SOURCE DATA Start Marker
PR #478, opened 2024-05-02
feat: vale ignore towncrier directory

### LINKED ISSUE #477: Exclude the changelog fragments from the vale check by default
Changelog fragments are stored as .md files which means vale tries to check them. They frequently contain library names and other things that vale decides aren't correct.

Rather than having every library separately try to work out what regex to use to exclude the things they want as well as all the fragment files, can we add that exclusion here please? I know vale is a complete pain to use, but lets make it slightly less horrid for library developers!

klmcadams:
Gives the option to ignore md files in the towncrier fragment file directory (typically doc/changelog.d). @da1910 ran into this issue where vale flagged `codecov` in the fragment file as an error. By default, the action will check the towncrier directory unless `ignore-changelogd` is specified.

If it makes more sense to ignore the changelog.d directory by default, then we can make the default value true. Let me know what you all think.

changelog.d directory not ignored: https://github.com/ansys/openapi-common/actions/runs/8930323884/job/24530231218?pr=575

changelog.d directory ignored & other rst files in doc are not ignored: https://github.com/ansys/openapi-common/actions/runs/8930356819/job/24530286024?pr=575

Closes #477


SMoraisAnsys (commented):
I would go for ignoring by default. I assume that many people will end up facing this issue at some point and have to ignore the changelogd directory anyway.

da1910 (approved):
Fix looks OK to me, I have no strong feelings about default/not, but the implementation looks reasonable (given my comments before about storing python in workflows)

MaxJPRey:
> I would go for ignoring by default. I assume that many people will end up facing this issue at some point and have to ignore the changelogd directory anyway.

I would also suggest to ignore it by default.

SMoraisAnsys (approved):

RobPasMue (approved):

PR #483, opened 2024-05-07
feat: use GITHUB_ACTION_PATH for vulnerabilities

RobPasMue:
As title says. Exploring the usage of GITHUB_ACTION_PATH...


RobPasMue:
Testing on https://github.com/ansys/pyansys-geometry/pull/1191

doc/source/vulnerability-actions/index.rst
```diff
@@ -10,6 +10,27 @@ and third-party libraries (that is, dependencies).
...
 
+.. note::
+
+   Users can try out the ``ansys/check-vulnerabilities`` action on their local repository
+   by doing the following:
+
+   #. Download the ``check_vulnerabilities.py`` script and the ``requirements.txt`` file from
+      the `ansys/check-vulnerabilities action folder <https://github.com/ansys/actions/tree/main/check-vulnerabilities>`_.
+   #. Move the downloaded files to the root of the repository.
+   #. Create a virtual environment by running ``python -m venv venv``.
```
RobPasMue, line 21:
```suggestion
   #. Create a virtual environment by running ``python -m venv .venv``.
```

RobPasMue:
Can I get a review @ansys/pyansys-core?

check-vulnerabilities/check_vulnerabilities.py
```diff
@@ -0,0 +1,348 @@
...
+ERROR_IF_NEW_ADVISORY = (
+    True if os.environ.get("DEPENDENCY_CHECK_ERROR_EXIT", None) else False
+)
+CREATE_ISSUES = (
+    True if os.environ.get("DEPENDENCY_CHECK_CREATE_ISSUES", None) else False
+)
+
+
+def dict_hash(dictionary: Dict[str, Any]) -> str:
+    """MD5 hash of a dictionary."""
```
AlejandroFernandezLuces, line 32: Missing parameter documentation

check-vulnerabilities/check_vulnerabilities.py
```diff
@@ -0,0 +1,348 @@
...
+def check_vulnerabilities():
+    """Check library and third-party vulnerabilities."""
+    new_advisory_detected = False
+    # Check that the needed environment variables are provided
+    if any([v is None for v in [TOKEN, REPOSITORY, PACKAGE]]):
+        raise RuntimeError(
+            "Required environment variables are not defined. Enter value for ",
+            "'DEPENDENCY_CHECK_TOKEN', 'DEPENDENCY_CHECK_PACKAGE_NAME', ",
+            "'DEPENDENCY_CHECK_REPOSITORY'.",
+        )
```
AlejandroFernandezLuces, line 50: Why not unravel this into three ifs and raise an error specific for each key? It seems more useful to know which specific key is missing from my point of view.

SMoraisAnsys (approved):
LGTM, cannot wait to try action_path myself !

check-vulnerabilities/check_vulnerabilities.py
```diff
@@ -0,0 +1,348 @@
...
+Please update the security advisory status after evaluating. Publish the advisory
+once it has been verified (since it has been created in draft mode).
+
+---
+
+#### Description
+
+{desc}
+"""
+                repo.create_issue(title=summary, body=issue_body, labels=["security"])
```
AlejandroFernandezLuces, line 148: I wonder what happens here if you are using a token with no write permissions, could it the script fail here? I would prefer to check this earlier in the script rather than letting if fail mid script, but not sure how to do it anyway..

AlejandroFernandezLuces (approved):
LGTM, minor comments:

check-vulnerabilities/check_vulnerabilities.py
RobPasMue: Sure, will do

check-vulnerabilities/check_vulnerabilities.py
RobPasMue: Saving time mostly - I can break it down nonetheless

check-vulnerabilities/check_vulnerabilities.py
RobPasMue: This might be trickier. I need to check whether it is even possible

RobPasMue: Yeah this rings a bell... Then let's leave it as is

PR #484, opened 2024-05-07
fix: allow backtick, single, and double quotes for PR titles in the doc-changelog action

### LINKED ISSUE #479: doc-changelog action fails if PR title contains an apostrophe

### 🐞 Description of the bug

Creating a PR with an apostrophe in the title, e.g. `Don't run changelog=fragment for dependabot-initiated PRs` results in the following error: https://github.com/ansys/grantami-bomanalytics/actions/runs/8971689464/job/24637980481#step:2:284

I think the issue is probably here: https://github.com/ansys/actions/blob/92eb6c66edbd44a1e5d9eabed75ebbf4f0f5457b/doc-changelog/action.yml#L175 - the title is included without any escaping.

### 📝 Steps to reproduce

Create a PR with an apostrophe in the title that triggers this action

Linux

Actions v6

3.9

### 📦 Installed packages

```shell
ansys/actions/doc-changelog@v6
```

klmcadams:
Use python to remove extra whitespace from a pull request title and allow backticks, single quotes, and double quotes to be included in the towncrier fragment file. 

[Fragment file in PR with backtick, single and double quotes](https://github.com/ansys-internal/actions-sandbox/pull/52/files#diff-77db1152256d4011c092a8cb1110424352e40892499225279381c2b18edc7dfd)

[Title before extra whitespaces are removed](https://github.com/ansys-internal/actions-sandbox/actions/runs/8990096183/job/24694702524?pr=52#step:2:243)

Closes #479


doc-changelog/action.yml
```diff
@@ -160,23 +160,39 @@ runs:
...
+        PR_TITLE: ${{ github.event.pull_request.title }}
+      shell: python
+      run: |
+        import os
+
+        # Remove extra whitespace
+        clean_title = " ".join("""${{ env.PR_TITLE }}""".split())
+
+        # Add backslash in front of backtick and double quote
+        clean_title = clean_title.replace("`", "\`").replace('"', '\\"')
```
RobPasMue, line 174:
```suggestion
        clean_title = clean_title.replace("`", "\`").replace('"', '\"')
```

Shouldn't it just be a single backslash?

doc-changelog/action.yml
```diff
@@ -160,23 +160,39 @@ runs:
...
 
+    - name: "Clean PR title"
+      env:
+        PR_TITLE: ${{ github.event.pull_request.title }}
+      shell: python
+      run: |
+        import os
+
+        # Remove extra whitespace
+        clean_title = " ".join("""${{ env.PR_TITLE }}""".split())
```
RobPasMue, line 171:
```suggestion
        # Retrieve title
        clean_title = os.getenv('PR_TITLE')

        # Remove extra whitespace
        clean_title = clean_title.strip()
```

RobPasMue (commented):
Some minor comments - other than that, LGTM

doc-changelog/action.yml
klmcadams: @RobPasMue does strip also remove extra whitespace between words, or only remove trailing whitespace?

RobPasMue: Strip works for leading and trailing whitespaces which is what we should focus on... if users add extra whitespaces inside the PR title, this might be intended or it might not... but I don't think we should be "playing" with the "internals" of the PR title.

doc-changelog/action.yml
klmcadams: @RobPasMue I think I had to do two backslashes so that the first backslash would escape the second like this:

```
>>> string = input("string: ")
string: hello "world"
>>> print(string.replace('"', '\"'))
hello "world"
>>> print(string.replace('"', '\\"'))
hello \"world\"
```

doc-changelog/action.yml
RobPasMue: Imagine the following:

```
docs: adding `   ` instead of ` ` inside the API ref landing page
```

This would get translated into:
```
docs: adding ` ` instead of ` ` inside the API ref landing page
```

Which... is definitely wrong. We want it to show up as the first one. My point is, if the user made a mistake with the number of whitespaces inside the PR title itself, then so be it. But we shouldn't be assuming it.

doc-changelog/action.yml
RobPasMue: Oh gotcha. You want the backslash to show up in the string. Then yeah

RobPasMue (approved):
LGTM!

PR #494, opened 2024-05-28
fix: update doc deploy actions to to correct local search path on landing page

Revathyvenugopal162:
This PR addresses a search issue in the deployment script by updating the search action path in the landing page. Previously, the search action was set to `search.html`, causing search functionality to look for the incorrect file. With this fix, the search action path is updated to `version/stable/search.html` for stable versions or `version/dev/search.html` for development versions. This ensures that the search functionality points to the correct location, resolving the search issue effectively.


RobPasMue (commented):
Awesome! I did realize about this behavior but never ended up reporting it. Thanks a lot @Revathyvenugopal162!

Revathyvenugopal162:
Tested successfully in https://templates.ansys.com/

RobPasMue (approved):

MaxJPRey (approved):
LGTM.

PR #497, opened 2024-06-04
feat: allow upper case in doc-deploy-changelog

### LINKED ISSUE #496: Doc-deploy-changelog action does not work well with commit-style action when use-upper-case is set to True
By default `doc-deploy-changelog` creates a PR with title `chore: update CHANGELOG for vX.Y.Z`.
However, if one uses the `commit-style` with `use-upper-case = true` then the PR title does not follow the expected PR type.
A simple fix would be to add `use-upper-case` to the `doc-deploy-changelog` action.

SMoraisAnsys:
Closes #496

### DIFF
--- a/doc-deploy-changelog/action.yml
+++ b/doc-deploy-changelog/action.yml
@@ -85,9 +85,16 @@ inputs:
 
   use-upper-case:
     description: >
-      Use of uppercase letters in the "type" field of the PR.
-      If ``false``, the PR title is "chore: update CHANGELOG for v...".
-      If ``true``, the PR title is "CHORE: update CHANGELOG for v...".
+      Use of uppercase letters in the "type" field of:
+
+      - the PR created into main to add CHANGELOG changes;
+
+      - the commit created in the release branch to add the new
+        section in CHANGELOG.
+
+
+      If ``false``, the title is "chore: ... CHANGELOG for v...".
+      If ``true``, the PR title is "CHORE: ... CHANGELOG for v...".
     required: false
     default: false
     type: boolean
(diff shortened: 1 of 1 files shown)


RobPasMue (approved):

SMoraisAnsys:
Tested it while enabling the use of upper-case and it seems to work well

image

Should I also add a type to the commit added when creating the fragment ? We would have by default, "chore: adding changelog entry..." instead of "Adding changelog entry..."

doc-deploy-changelog/action.yml
```diff
@@ -83,6 +83,22 @@ inputs:
     default: true
     type: boolean
 
+  use-upper-case:
+    description: >
+      Use of uppercase letters in the "type" field of:
+
+      - the PR created into main to add CHANGELOG changes;
```
Revathyvenugopal162, line 90:
```suggestion
      - the PR created into main to add CHANGELOG changes.
```

Revathyvenugopal162 (approved):

klmcadams (approved):

MaxJPRey (approved):
Thanks @SMoraisAnsys . I will be able to proceed with my upper case habits regarding PRs' titles.

doc-deploy-changelog/action.yml
```diff
@@ -83,6 +83,22 @@ inputs:
...
+
+      - the commit created in the release branch to add the new
```
SMoraisAnsys, line 92:
```suggestion
      - The commit created in the release branch to add the new
```

RobPasMue:
Can we merge this?

SMoraisAnsys:
> Can we merge this?

Yes !

PR #503, opened 2024-06-11
fix: only zip and upload if asked

SMoraisAnsys:
Removes zip & upload even when one doesn't ask for it... (add missing if statement in the doc build workflow)


RobPasMue (approved):
Gotcha - LGTM! Thanks for the quick fix

MaxJPRey (approved):
Thanks for the quick fix.

SMoraisAnsys:
Merging since it worked when using PR branch.

PR #505, opened 2024-06-12
fix: ignoring `jinja2` vulnerability ID

clatapie:
`jinja2` is a required dependency for the `check-vulnerability.py` scripts.
Due to `jinja2` [safety result](https://data.safetycli.com/p/pypi/jinja2/97c/), the `check-vulnerabilities` action is failing.


jorgepiloto (approved):
It would be great if we could add links or comments at some point for each number.

SMoraisAnsys:
@jorgepiloto Yeah, I do agree (that would also help to know when new releases patch the issues)
For the one added : https://data.safetycli.com/v/70612/97c/ and it affects versions >= 0
image

clatapie:
@jorgepiloto, as it's a `.txt` file, it should not be a problem indeed

RobPasMue:
Links are available in the rendered docs: https://actions.docs.ansys.com/version/dev/vulnerability-actions/index.html
Search for "Accepted safety vulnerabilities"

Comments would be fine too for explaining why we are ignoring it

PR #2585, opened 2021-12-01
import fsp reconciliation AB#10289

jannisvisser:


services/121-service/src/registration/services/bulk-import.service.ts
```diff
@@ -380,4 +389,100 @@ export class BulkImportService {
...
+
+      importResponseRecord.importStatus = ImportStatus.imported;
+      importResponseRecords.push(importResponseRecord);
+      countImported += 1;
+    }
+
+    this.actionService.saveAction(
+      userId,
+      programId,
+      AdditionalActionType.importPeopleAffected,
```
RubenGeo, line 441: `AdditionalActionType.importPeopleAffected` should be a new value?

services/121-service/src/registration/services/bulk-import.service.ts
```diff
@@ -380,4 +389,100 @@ export class BulkImportService {
...
+        relations: ['fsp'],
+      });
+      if (!registration) {
+        importResponseRecord.importStatus = ImportStatus.unmatched;
+        importResponseRecords.push(importResponseRecord);
+        countNotFound += 1;
+        continue;
+      }
+
+      const paTransactionResult = new PaTransactionResultDto();
```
SOURCE DATA End Marker
*EXERCISE PROMPT*
Go line by line through the data above and report each one that holds the string "style".

*YOUR SOLUTION*
### LINKED ISSUE #496: Doc-deploy-changelog action does not work well with commit-style action when use-upper-case is set to True
However, if one uses the `commit-style` with `use-upper-case = true` then the PR title does not follow the expected PR type.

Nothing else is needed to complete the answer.